Spring exchange mechanism and temperature dependent magnetic properties of BaFe12O19/CoFe2O4 nanocomposites

Bare BaFe12O19, CoFe2O4, and their nanocomposites with concentration percentage 30-70, 50-50 and 70-30 were synthesized by sol-gel approach. The average crystallite size < D > of bare BaFe12O19 nanoparticles (NPs) was 35 nm which gets reduced with the addition of CoFe2O4 phase and found minimum for bare CoFe2O4 nanoparticles, i.e. 12 nm. Transmission electron microscopy (TEM) image showed the agglomeration of nanocomposites and mean particle size was observed to be 44 nm as estimated from normal size distribution. The ZFC/FC curves exhibited that the blocking temperature T-B of all samples lies above room temperature.
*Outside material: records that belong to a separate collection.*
PR #79, opened 2015-10-24
Active sources and make trust region the default

rgiordan:
I add "active sources" to the ModelParams object to control which tiles get computed in the ElboDeriv.  I add an objid field to the ModelParams as well -- we'll need it eventually to match up results across different frames.  This allowed me to replace my last commit's special Hessian function and make the more efficient behavior the default.

I also made Newton TR the default optimization and moved most of the tests over to using it.  A couple tests still require solving optimization problems on a couple parameters that start at spots of semi-negative curvature, which my TR implementation can't handle.  For now, for the purpose of these two tests (and possible similar debugging tasks), I left BFGS in as an option with `optimize_f_bfgs`.

### DIFF
--- a/bin/distributed_benchmark.jl
+++ b/bin/distributed_benchmark.jl
@@ -72,13 +72,13 @@ end
 
 # locally
 @time eval_worker_hessian()
-
 @everywhere println(new_hess_time / length(worker_sources))
 
 # Check that the two Hessians are the same.
-new_hess_sparse =
+hess_sparse =
   OptimizeElbo.unpack_hessian_vals(hess_i, hess_j, hess_val, size(x));
 
+workers_hess_times = [ remotecall_fetch(w, () -> new_hess_time) for w in workers() ];
 workers_hess =
   [ remotecall_fetch(w, () -> (hess_i, hess_j, hess_val)) for w in workers()];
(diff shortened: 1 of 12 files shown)


jeff-regier:
What about tiles that don't receive photons from any source? Do they still get factored into the elbo, even though they never contain any active sources?

rgiordan:
No, they won't.  If we ever get into the business of fitting iota or
epsilon or something, that will be easy to change.

jeff-regier:
How about encoding it as `active_tiles` rather than `active_sources` ? The
former contains the latter as a special case, I think. Also arguably easier
to understand, especially if we next allow some sources to be "frozen",
where they contribute to the elbo but aren't optimized.

rgiordan:
I think it's better to keep the model parameters semantically separate from
the image and tiling.  (Right now tile_sources is in ModelParameters, but
eventually the plan is to move it to a separate, third data structure
mapping the two -- imagine a situation with many sources and several images
per source, and you'll see that you want three distinct data structures,
comprising images, parameters, and the mapping between them.)  And though
active tiles is more general, what we really intend is for certain sources
to be active, and for the elbo evaluation to decide what to do with that
information.  I think it's cleaner to do it this way.

jeff-regier:
Sounds good, whatever gets us running on full fields soonest is probably best

PR #80, opened 2015-10-24
Factorize tr

rgiordan:
Factor out the step-taking part of the trust region code.  This will allow us to take steps in parallel if we want to.

The (passing) unit tests for this module are in my clone of Optim.jl; this is just a copy from that repo while I procrastinate making a pull request to Optim.jl.


jeff-regier:
Weird, travis-ci says it's been running for 11 hours with Julia 0.3 . The tests passed in like 10 minutes with Julia 0.4.

jeff-regier:
This might be a good time to stop supporting 0.3 ... I know we still get quite a few warnings from 0.4. I'm chipping away at the warnings with JuliaStats/Clustering.jl#56 and jiahao/GSL.jl#38 .

rgiordan:
Even weirder -- the tests passed successfully, but travis still registers
them as incomplete.

PR #81, opened 2015-10-26
Steps towards full image processing.

rgiordan:
Use active sources in OptimizeElbo.  Add the option to render without background noise.  Pre-process an image into a JLD file.


jeff-regier:
Looks good Ryan. What steps remain?

rgiordan:
I'm running on a single real object now.  Once I make sure that's sensible
and reasonably fast, and have built julia 0.4 on the SCF cluster, I can
spin it up on a bunch sources and see what we get.

PR #89, opened 2015-11-19
Remove fd package req

rgiordan:
Remove the requirement on the ForwardDiff package.

Incidentally, their last release changed a lot of things and their fundamental types now look a lot like SensitiveFloats.  I haven't played with it much, but it might be worth looking at for Celeste.


REQUIRE
```diff
@@ -4,7 +4,7 @@ Distributions
 Docile
 DualNumbers
 FITSIO
-ForwardDiff 0.0.3 0.1
+ForwardDiff # Currently only required for testing.
```
jeff-regier, line 7: I wonder if we could use ForwardDiff.jl for testing the derivatives too, rather than relying on GSL.jl. That library throws a lot of errors/warnings with Julia 0.4 that I don't think will get fixed any time soon, and I worry finite differences could miss discrepancies...it's tricky to set the tolerance high enough to avoid cating rounding errors, but low enough not to miss real errors.

jeff-regier:
Awesome!

REQUIRE
rgiordan, line 7: I'm looking into it.  Superficially it doesn't look as easy as using DualNumbers.  I think they didn't intend for anyone to interact with their data types except through the ForwardDiff API, but we have to in order to use our special data structures.   It would be really nice if we could, though, for many reasons.

jeff-regier, line 7: Not sure I follow... I'm talking about replacing the calls to `deriv_central` (from the `GSL.jl` library) with a calls to FowardDiff.jl --- thus ending our dependence on `GSL.jl`. Oh, are you saying the ForwardDiff API may not be flexible enough for that?

jeff-regier, line 7: Oh, one other problem with GSL.jl : it doesn't compile on Edison. That
didn't stop me before because we just need GSL.jl for tests, and I'd test
it locally before running it there. But, still a pain.

rgiordan, line 7: Yes, I'm saying it's not immediately obvious that the ForwardDiff API will suffer the contortions that the input vector takes as it passes through Transform.jl and ElboDeriv.  But I'm newly optimistic.  In any case, we can always just use our own FD implementation using the old DualNumbers package, so I'm sure we can get rid of GSL.jl.  I'll let you know what I find out.

jeff-regier, line 7: Oh, got it---the new FowardDiff doesn't use DualNumbers . Yeah either way
would be an improvement over GSL

rgiordan, line 7: Unfortunately, `ForwardDiff` types allocate a ton of memory.  We can't use them as a drop-in replacement for our own derivatives or Hessians.  It might be good to point this out to Miles, though.  He might have some ideas.

```
# ForwardDiff types:
julia> @time for n=1:10000
         foo = sum([ mp_fd.vp[1][i] * mp_fd.vp[1][i] for i=1:length(ids)] )
       end
  0.306251 seconds (2.26 M allocations: 592.808 MB, 23.21% gc time)

# Ordinary types:
julia> @time for n=1:10000
         bar = sum([ mp.vp[1][i] * mp.vp[1][i] for i=1:length(ids)] )
       end
  0.093861 seconds (1.29 M allocations: 22.739 MB, 4.02% gc time)
```

jeff-regier, line 7: That doesn't look so bad, if we're just using ForwardDiff.jl for testing
rather than GSL.jl. Or did you have in mind using ForwardDiff.jl outside of
the test directory?

rgiordan, line 7: > That doesn't look so bad, if we're just using ForwardDiff.jl for testing
> rather than GSL.jl. Or did you have in mind using ForwardDiff.jl outside of
> the test directory?

I admit that when I saw the similarity between some of what they've done
and some of what I've started to do for the Hessian, I thought that my
procrastination had really paid off.  But evidently not.

jrevels, line 7: Hi! Sorry to drop in so randomly, but I just recently saw this package (neat stuff!) and happened to see these comments while doing some exploring. 

> Unfortunately, ForwardDiff types allocate a ton of memory

Unless there was a regression we didn't catch, ForwardDiff's number types should be laid out in memory in almost the exact same fashion as `Dual`s, as long as you configure them correctly (specifically `Dual{T}` ~ `GradientNumber{1,T,Tuple{T}}`). When you did your benchmark, what types did you actually use (i.e. what is the type of `mp_fd.vp`/is that code available somewhere)? 

While the point of ForwardDiffNumbers is to allow simultaneous accumulation of multiple derivatives per function call, another lesser-known feature is that the underlying storage type is swappable. You can use either `Vector` or `Tuple` types, which have different performance characteristics (this is exposed in the API via [the chunk_size keyword](http://www.juliadiff.org/ForwardDiff.jl/chunk_vec_modes.html), and to `C` in `ForwardDiffNumber{N,T,C}`). In many cases, using `Vector` storage can trigger GC, which will kill performance. I'd bet that's what's happening in your loop above.

Anyway, I don't mean to intrude - just thought this was a cool package and was curious about the issue you mentioned. I'm also curious about your use case of nesting `Dual`s, but I don't want to take up too much of your time!

PR #99, opened 2015-12-18
remove GSL, NLopt, Docile, and Compat

### LINKED ISSUE #93: Remove GSL.jl dependency
It won't compile easily on NERSC, and it's less accurate than ForwardDiff.jl anyway.

### LINKED ISSUE #94: Remove NLopt from REQUIRE file (?)
We've still have NLopt in the REQUIRE file, but presumably it would be easier to deploy our code on NERSC with fewer dependencies, and installing NLopt.jl takes compiling some C code. 

@rgiordan , you were saying we still need NLopt for a couple of unit tests, right? Are those tests essential? If this is a problem with negative curvature, might the trust region method have the same problems on the actual images that it has in the unit tests?

### LINKED ISSUE #98: remove Docile and Compat---remnants of Julia v"0.3"

jeff-regier:
This closes #98, closes #94, and closes #93 . However, I left 2 tests of transform commented out. Nonetheless, I think it's worth merging this now because it removes many dependencies.


src/Polygons.jl
```diff
@@ -0,0 +1,242 @@
+module Polygons
```
rgiordan: Could you take this out and make sure you merged with my last pull request?

src/Util.jl
```diff
@@ -25,8 +21,8 @@ function get_bvn_cov{NumType <: Number}(ab::NumType, angle::NumType, scale::NumT
     #    The 2x2 covariance matrix parameterized by the inputs.
 
     #@assert -pi/2 <= angle < pi/2
-    @assert 0 < scale
-    @assert 0 < ab <= 1.
+    #@assert 0 < scale
+    #@assert 0 < ab <= 1.
```
rgiordan: Why are you commenting these out?

test/test_derivs.jl
```diff
@@ -8,38 +8,48 @@ using Transform
...
 println("Running derivative tests.")
 
+function do_deriv_test(f::Function, x::Float64, claimed_dx)
+    # TODO: really should call ForwardDiff.gradient just once, with a whole
+    # vector of x values, rather than once per parameter to test
+    fwd_deriv = ForwardDiff.gradient(f)([x,])[1]
+
+    info("got $fwd_deriv; expected $claimed_dx")
+
+    @test_approx_eq_eps significand(fwd_deriv) significand(claimed_dx) 1e-4
```
rgiordan: I think we can just use test_approx_eq with no epsilon now, right?

test/test_derivs.jl
```diff
@@ -290,12 +297,12 @@ function test_derivative_transform()
...
 end
 
-test_kl_divergence_derivs()
 test_brightness_derivs()
+test_kl_divergence_derivs()
 test_accum_pixel_source_derivs()
 test_elbo_derivs()
-test_derivative_transform()
-test_elbo_derivs_with_transform()
+#test_derivative_transform()
```
rgiordan, line 310: Could you put a comment in here about what's wrong with these tests?  I agree that we can merge this for now, but we should eventually put them back in.

test/test_optimization.jl
```diff
@@ -445,8 +445,8 @@ end
 test_quadratic_optimization()
 test_objective_wrapper()
 test_objective_hessians()
-test_kappa_finding()
-test_bad_a_init()
+#test_kappa_finding()
```
rgiordan: These tests are probably less important, but could you still put a comment in about why they're commented out?  (I presume it's the 1D optimization, right?)

rgiordan:
Pretty exciting!  Could you address the inline comments?

test/test_derivs.jl
jeff-regier: It's still not exact, unfortunately. Rounding errors are one possibility.

test/test_optimization.jl
jeff-regier: Yes, and I'll add a comment

src/Util.jl
jeff-regier: Apartment `<` isn't compatible with the GradientNumbers from ForwardDiff. I wish it were.

jeff-regier:
Yeah, not sure how Polygons.jl got added back....I did merge with your latest PR ahead of time and the other changes are in there. It's deleted now.

src/Util.jl
rgiordan: You can check the "real" part, though, right?

test/test_derivs.jl
rgiordan: That seems strange.  I'm testing the Hessian with autodiff and I'm using test_approx_eq.  Also, back when I had the autodiff in the objective wrapper I also recall that the results were pretty close.  I haven't looked closely at how you're doing it, but are you sure something isn't going wrong?

src/OptimizeElbo.jl
```diff
@@ -407,8 +374,8 @@ Returns:
 function maximize_f_bfgs(
```
rgiordan: Could you please delete this function now that NLOpt is gone?

test/test_derivs.jl
jeff-regier: Well nothing new is going wrong...with this PR the derivatives are checked as closely as before. And the changes are all to the test code. 

It might be worth exploring more why some derivatives don't match before 4 significant digits, but I don't see any red flags here. Numerical stability varies with the method of computing something, for example,

```
@test_approx_eq (1e10 - 1e-6 - 1e10) 1e-6
```

fails on my machine.

src/OptimizeElbo.jl
jeff-regier: Done

test/test_derivs.jl
rgiordan: Of course it does, but if we have that kind of floating point calculation in our ELBO calculation then our tests /should/ fail.  (For example, I used autodiff to find one such calculation in the KL divergence, exposing a bug when we were only bounding the mean and variance of the gamma distribution.)

I thought you were doing exact autodiff here, not finite difference differentiation.  If you are, then the results should match to very high precision.  Looking more carefully I'm not confident I understand what you're doing, though, though.  Why are you not just calculating the full gradient with ForwardDiff.gradient and comparing to the sensitive float values?

rgiordan: Although all this is actually going to be replaced soon by the tests in the `exact_hessian` branch, so maybe this isn't worth bothering with right now.

rgiordan:
If you can get the tests to pass, feel free to merge with master ahead of our 10am meeting.  I'll fix the derivative tests in the exact hessian branch.

jeff-regier:
Our derivatives and those from ForwardDiff match now to the tolerance used by `test_approx_eq`. I don't have a good explanation for why they weren't matching exactly before, or why I thought they weren't matching before, or why they now match. ;-) But I'm glad they match!

PR #102, opened 2016-01-13
Speedup combine_sfs_hessian!

jeff-regier:
Hi @rgiordan -- This PR reduces the runtime of `combine_sfs_hessian!` from 1005 ms to 456 ms. Changes:
- pulled as many adds/multiplies outside of the inner for loop as possible
- reordered iteration--the code was looping over rows first, but matrices are column-major
- disable bounds checking in the inner loop with the `@inbounds` macro

Some of the same techniques could work on the other bottleneck(s) too.


rgiordan:
This is good!  When I also limit the loop to the lower triangular part, we're down to 10x the old version.  I'll see if I can apply a similar trick to other parts of the code.

PR #103, opened 2016-01-21
Exact hessian

rgiordan:
Hi Jeff,

I still need to clean up the documentation, especially in ElboDeriv, but this is mostly ready to go.  (There seems to be a flakiness in ForwardDiff which is causing the tests to break occasionally which I am also looking into.)

Since it's such a big CL -- a rewrite of ElboDeriv and much of Transform -- I thought I'd send it to you to take a look a little in advance.  LMK what you think.  I'd like to get it in by the call tomorrow.

Ryan


bin/benchmark_elbo.jl
```diff
@@ -12,7 +12,7 @@ const dat_dir = joinpath(Pkg.dir("Celeste"), "dat")
 srand(1)
 println("Loading data.")
 
-S = 100
+S = 3
```
jeff-regier: Could you leave this as `S = 100`, and call `ElboDeriv.elbo` with `calculate_hessian=false`? We should make sure the run time for computing derivatives hasn't changed despite all the other changes to the code.

jeff-regier:
Everything else looks great....I'm really glad the Hessian is done.

bin/benchmark_elbo.jl
rgiordan: Sure, done.  However, you should know that it is not as fast -- it's perhaps 50% slower.  I spent a fair amount of time trying to get it back to the original speed and am out of ideas.  After I submit, it would be great if you took a pass.  You have a lot more insight than I do into optimizing julia code.

jeff-regier: Would you try adding `sortedby=:count` to the call to `Print.profile` ? Sometimes bottlenecks really "pop out" once when you view the lines sorted by run times. I'm glad to take a look too once you push the changes to `benchmark.jl`.

rgiordan: Pushed.  With lots of sources it's actually worse than with a single source -- about 5x slower.  PTAL and let me know what you see.

jeff-regier: Looks like `combine_sfs!` alone is taking 78 seconds, whereas the whole
elbo with derivs used to take 24 seconds, so that's where I'd start.

```
 78032 ...e/src/SensitiveFloat.jl combine_sfs!
 138
```

rgiordan: Yep.  (I do know how to use the profiler, so what would be helpful is
another pair of eyes looking for ideas to cut out steps.)

rgiordan:
So there's a lot left to do, especially with performance improvements.  Note that the gradients alone are not much worse on a single celestial object, which is our current use case.  There's also still a flaky test that I don't quite understand.  If this passes, though, want to commit and at least be working from this as a starting point to avoid ugly merges?

jeff-regier:
Yeah, sounds good

PR #105, opened 2016-01-29
Hessian benchmark that takes about 30s

rgiordan:
@kpamnany, here's a benchmark script that uses the Hessian and takes about 30s on my machine.

Ryan


kpamnany:
Thanks! How can I increase the runtime? Increase `S`?

rgiordan:
Yep, that's right.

However, a small broad peak at similar to 75 K in pure BaFe12O19 NPs is attributed to the surface freezing peak (T-f). The flatness in FC curve at low temperature with the addition of CoFe2O4 phase revealed the strong inter-particle interactions. From M-H loops, the value of saturation magnetization (MS) for Ba70/Co30 was found to be maximum (100.82 emu/g) than their corresponding bare nanoparticles. The higher value of MS showed the presence of exchange spring mechanism in these samples. The coercivity of BaFe12O19 sample was observed to be 4262 Oe which get increased with the addition of CoFe2O4 phase and found maximum for CoFe2O4 (7349 Oe), which shows the hard magnetic nature of CoFe2O4 NPs. However, the smaller value of Bloch's constant "B" for BaFe12O19 phase (4.8 x10-6 K-3/2) showed the strong intra-particle interactions in the core of BaFe12O19 NPs. The dM/dH vs. H curves showed the well-established exchange coupling of both hard and soft magnetic phases for 50% concentration of both phases and may be beneficial for high density recording devices.